→ Problem description
Nothing in the entries may change when they are transcribed.

→ Record extracts
Issue #727, opened 2023-11-01
parse logs with ethers first, and only then figure out if there's ERC20/ERC721's etc there


KillariDev:
this PR https://github.com/DarkFlorist/TheInterceptor/pull/725 parses logs, but only for non-token events and in too late stage. Move the parsing earlier and refactor token parsing to use output of this

PR #730, opened 2023-11-01
unify non-token events and events

KillariDev:
- Now all logs are being processed at the same place

fix https://github.com/DarkFlorist/TheInterceptor/issues/727


app/ts/background/metadataUtils.ts
```diff
@@ -139,25 +140,21 @@ export async function identifyAddress(ethereumClientService: EthereumClientServi
...
 		if (vis === undefined) continue
 		const ethBalanceAddresses = vis.ethBalanceChanges.map((x) => x.address)
-		const from = vis.tokenResults.map((x) => x.from)
-		const to = vis.tokenResults.map((x) => x.to)
-		tokenAddresses = tokenAddresses.concat(vis.tokenResults.map((x) => x.tokenAddress))
-		addressesToFetchMetadata = addressesToFetchMetadata.concat(ethBalanceAddresses, from, to)
+		const eventArguments = vis.events.map((x) => x.type !== 'NonParsed' ? x.args : []).flat()
+		const addressesInEvents = eventArguments.filter((a): a is { typeValue: { type: 'address', value: EthereumAddress }, paramName: string } => a.typeValue.type === 'address').map((a) => a.typeValue.value)
+		addressesToFetchMetadata = addressesToFetchMetadata.concat(ethBalanceAddresses, addressesInEvents, vis.events.map((a) => a.loggersAddress))
 	}
```
MicahZoltu, line 150:
```suggestion
	for (const visualization of visualizerResult) {
		const eventArguments = visualization.events.map((x) => x.type !== 'NonParsed' ? x.args : []).flat()
		const addressesInEvents = eventArguments.filter((a): a is { typeValue: { type: 'address', value: EthereumAddress }, paramName: string } => a.typeValue.type === 'address').map((a) => a.typeValue.value)
		addressesToFetchMetadata = addressesToFetchMetadata.concat(ethBalanceAddresses, addressesInEvents, visualization.events.map((a) => a.loggersAddress))
	}
```

app/ts/background/metadataUtils.ts
```diff
@@ -139,25 +140,21 @@ export async function identifyAddress(ethereumClientService: EthereumClientServi
...
 
 	for (const vis of visualizerResult) {
 		if (vis === undefined) continue
 		const ethBalanceAddresses = vis.ethBalanceChanges.map((x) => x.address)
-		const from = vis.tokenResults.map((x) => x.from)
-		const to = vis.tokenResults.map((x) => x.to)
-		tokenAddresses = tokenAddresses.concat(vis.tokenResults.map((x) => x.tokenAddress))
-		addressesToFetchMetadata = addressesToFetchMetadata.concat(ethBalanceAddresses, from, to)
+		const eventArguments = vis.events.map((x) => x.type !== 'NonParsed' ? x.args : []).flat()
+		const addressesInEvents = eventArguments.filter((a): a is { typeValue: { type: 'address', value: EthereumAddress }, paramName: string } => a.typeValue.type === 'address').map((a) => a.typeValue.value)
```
MicahZoltu, line 148: Why `x` on the first line and `a` on the second?

app/ts/background/metadataUtils.ts
```diff
@@ -170,9 +167,9 @@ export async function nameTokenIds(ethereumClientService: EthereumClientService,
 	}
 	let tokenAddresses: TokenAddressTokenIdPair[] = visualizerResult.map((vis) => {
 		if (vis === undefined) return undefined
-		return vis.tokenResults.map((x) => { 
-			if (x.type !== 'ERC1155') return undefined
-			return { tokenAddress: x.tokenAddress, tokenId: x.tokenId }
+		return vis.events.map((x) => { 
+			if (x.type !== 'TokenEvent' || x.tokenInformation.type !== 'ERC1155') return undefined
+			return { tokenAddress: x.tokenInformation.tokenAddress, tokenId: x.tokenInformation.tokenId }
 		})
```
MicahZoltu, line 173: Same commente as above, recommend `visualization` instead of `vis`.

app/ts/simulation/simulator.ts
```diff
@@ -36,19 +43,53 @@ const logHandler = new Map<string, Loghandler>([
...
-export const visualizeTransaction = (blockNumber: bigint, singleMulticallResponse: SingleMulticallResponse) => {
-	if (singleMulticallResponse.statusCode !== 'success') return { ethBalanceChanges: [], tokenResults: [], blockNumber }
-	let tokenResults: TokenVisualizerResult[] = []
-	for (const eventLog of singleMulticallResponse.events) {
-		const logSignature = eventLog.topics[0]
-		if (logSignature === undefined) continue
+const parseEvents = async (singleMulticallResponse: SingleMulticallResponse, ethereumClientService: EthereumClientService, userAddressBook: UserAddressBook): Promise<MaybeParsedEvents> => {
+	if (singleMulticallResponse.statusCode !== 'success' ) return []
+	return await Promise.all(singleMulticallResponse.events.map(async (event) => {
+		// todo, we should do this parsing earlier, to be able to add possible addresses to addressMetaData set
```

→ Response
Issue #727, opened 2023-11-01
parse logs with ethers first, and only then figure out if there's ERC20/ERC721's etc there


KillariDev:
this PR https://github.com/DarkFlorist/TheInterceptor/pull/725 parses logs, but only for non-token events and in too late stage. Move the parsing earlier and refactor token parsing to use output of this

PR #730, opened 2023-11-01
unify non-token events and events

KillariDev:
- Now all logs are being processed at the same place

fix https://github.com/DarkFlorist/TheInterceptor/issues/727


app/ts/background/metadataUtils.ts
```diff
@@ -139,25 +140,21 @@ export async function identifyAddress(ethereumClientService: EthereumClientServi
...
 		if (vis === undefined) continue
 		const ethBalanceAddresses = vis.ethBalanceChanges.map((x) => x.address)
-		const from = vis.tokenResults.map((x) => x.from)
-		const to = vis.tokenResults.map((x) => x.to)
-		tokenAddresses = tokenAddresses.concat(vis.tokenResults.map((x) => x.tokenAddress))
-		addressesToFetchMetadata = addressesToFetchMetadata.concat(ethBalanceAddresses, from, to)
+		const eventArguments = vis.events.map((x) => x.type !== 'NonParsed' ? x.args : []).flat()
+		const addressesInEvents = eventArguments.filter((a): a is { typeValue: { type: 'address', value: EthereumAddress }, paramName: string } => a.typeValue.type === 'address').map((a) => a.typeValue.value)
+		addressesToFetchMetadata = addressesToFetchMetadata.concat(ethBalanceAddresses, addressesInEvents, vis.events.map((a) => a.loggersAddress))
 	}
```
MicahZoltu, line 150:
```suggestion
	for (const visualization of visualizerResult) {
		const eventArguments = visualization.events.map((x) => x.type !== 'NonParsed' ? x.args : []).flat()
		const addressesInEvents = eventArguments.filter((a): a is { typeValue: { type: 'address', value: EthereumAddress }, paramName: string } => a.typeValue.type === 'address').map((a) => a.typeValue.value)
		addressesToFetchMetadata = addressesToFetchMetadata.concat(ethBalanceAddresses, addressesInEvents, visualization.events.map((a) => a.loggersAddress))
	}
```

app/ts/background/metadataUtils.ts
```diff
@@ -139,25 +140,21 @@ export async function identifyAddress(ethereumClientService: EthereumClientServi
...
 
 	for (const vis of visualizerResult) {
 		if (vis === undefined) continue
 		const ethBalanceAddresses = vis.ethBalanceChanges.map((x) => x.address)
-		const from = vis.tokenResults.map((x) => x.from)
-		const to = vis.tokenResults.map((x) => x.to)
-		tokenAddresses = tokenAddresses.concat(vis.tokenResults.map((x) => x.tokenAddress))
-		addressesToFetchMetadata = addressesToFetchMetadata.concat(ethBalanceAddresses, from, to)
+		const eventArguments = vis.events.map((x) => x.type !== 'NonParsed' ? x.args : []).flat()
+		const addressesInEvents = eventArguments.filter((a): a is { typeValue: { type: 'address', value: EthereumAddress }, paramName: string } => a.typeValue.type === 'address').map((a) => a.typeValue.value)
```
MicahZoltu, line 148: Why `x` on the first line and `a` on the second?

app/ts/background/metadataUtils.ts
```diff
@@ -170,9 +167,9 @@ export async function nameTokenIds(ethereumClientService: EthereumClientService,
 	}
 	let tokenAddresses: TokenAddressTokenIdPair[] = visualizerResult.map((vis) => {
 		if (vis === undefined) return undefined
-		return vis.tokenResults.map((x) => { 
-			if (x.type !== 'ERC1155') return undefined
-			return { tokenAddress: x.tokenAddress, tokenId: x.tokenId }
+		return vis.events.map((x) => { 
+			if (x.type !== 'TokenEvent' || x.tokenInformation.type !== 'ERC1155') return undefined
+			return { tokenAddress: x.tokenInformation.tokenAddress, tokenId: x.tokenInformation.tokenId }
 		})
```
MicahZoltu, line 173: Same commente as above, recommend `visualization` instead of `vis`.

app/ts/simulation/simulator.ts
```diff
@@ -36,19 +43,53 @@ const logHandler = new Map<string, Loghandler>([
...
-export const visualizeTransaction = (blockNumber: bigint, singleMulticallResponse: SingleMulticallResponse) => {
-	if (singleMulticallResponse.statusCode !== 'success') return { ethBalanceChanges: [], tokenResults: [], blockNumber }
-	let tokenResults: TokenVisualizerResult[] = []
-	for (const eventLog of singleMulticallResponse.events) {
-		const logSignature = eventLog.topics[0]
-		if (logSignature === undefined) continue
+const parseEvents = async (singleMulticallResponse: SingleMulticallResponse, ethereumClientService: EthereumClientService, userAddressBook: UserAddressBook): Promise<MaybeParsedEvents> => {
+	if (singleMulticallResponse.statusCode !== 'success' ) return []
+	return await Promise.all(singleMulticallResponse.events.map(async (event) => {
+		// todo, we should do this parsing earlier, to be able to add possible addresses to addressMetaData set
```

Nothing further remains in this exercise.